[Saved entries]
Issue #60, opened 2018-09-12
How should access to the 'provider' API be authenticated?


jfh01:
Given that the provider API is intended for use by cities (and their vendors/patners) and NOT the general public, how should providers implement access control on their API endpoints? 

Simple option would be for LADOT to issue a shared secret at the time when providers are granted an API.

Longer term, probably need a more cryptographic or account-oriented solution, since cities may want the ability to authorize 3rd parties (e.g. vendors) to access MDS data on their behalf.

aickin:
I’d argue that it might be a good choice to remove transport protocol completely from this spec, or at least put it into a separate optional spec. 

For example, you could imagine a provider and agency agreeing that the provider just emails a large data dump of all trips every week or that the provider FTPs the data to a central server. Authentication would be figured out differently in each of those situations.

thekaveman:
@aickin that's an interesting thought, I can see how that kind of setup could be more useful to certain organizations that maybe aren't quite prepared to deal with API calls and AWS databases etc. 

That being said... do we have any of those agencies listening in, that want to put forth their thoughts on this matter? Given that this is still early days for MDS, I would hesitate to add too many "options" for how to move this data around etc. until we've at least established the baseline spec and its utility. Unless we have a willing partner agency that wants to try a different transport protocol approach?

jfh01:
I proposed a static file option in #58. Given the technical capabilities of LA and a few other cities, and the likelihood of vendors emerging to help cities consume real-time APIs, it seems wise to have a game plan on this. But for many cities, something far less sophisticated is likely the best option.

jfh01:
@thekaveman Good question. My guess is that the cities least equipped to deal with a full API are also the least likely to be hanging out in a GitHub issues list. Might need to figure out a way to do some outreach to them.

hunterowens:
@LADOTBikeshare has been maintain a list of all the cities we've reach out to with email address, and there is also NACTO.

asadowns:
I would suggest a [JWT](https://jwt.io/) that is issued by the provider to LADOT (or other agencies). This provides a lot of customization from the provider's perspective if there is other information they want to encode in the token and allows the providers to authorize accounts with well-defined permissions for accessing only MDS resources.

From the agency's perspective it is also relatively easy to issue new tokens and track token usage to prevent improper access or sharing. We also have envisioned agencies being able to generate their own tokens with bounded from this master token for use by their employees or vendors which seems like a win.

[...]

PR #81, opened 2018-09-19
Add auth.md to document provider authentication

asadowns:
Provide information on authentication with JWT and minimal payload.

Update provider/README.md to reference auth.md

Refs Issue [#60](https://github.com/CityOfLosAngeles/mobility-data-specification/issues/60)

### DIFF
--- a/provider/auth.md
+++ b/provider/auth.md
@@ -1,0 +1,11 @@
+# Authorization
+
+Authorization for **provider** API should be provided via a JSON Web Token or [JWT](https://jwt.io/introduction/).
+
+JWTs provide a safe, secure way to verify the identity of an **agency** and provide access to MDS resources without providing access to other, potentially sensitive data.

■ **EXERCISE AIM**
Please transcribe the data above without changes, from its first line to its "I’d argue that" line, and leave out anything past that.

■ **SOLUTION TO THE EXERCISE**
Issue #60, opened 2018-09-12
How should access to the 'provider' API be authenticated?


jfh01:
Given that the provider API is intended for use by cities (and their vendors/patners) and NOT the general public, how should providers implement access control on their API endpoints? 

Simple option would be for LADOT to issue a shared secret at the time when providers are granted an API.

Longer term, probably need a more cryptographic or account-oriented solution, since cities may want the ability to authorize 3rd parties (e.g. vendors) to access MDS data on their behalf.

aickin:
I’d argue that it might be a good choice to remove transport protocol completely from this spec, or at least put it into a separate optional spec. 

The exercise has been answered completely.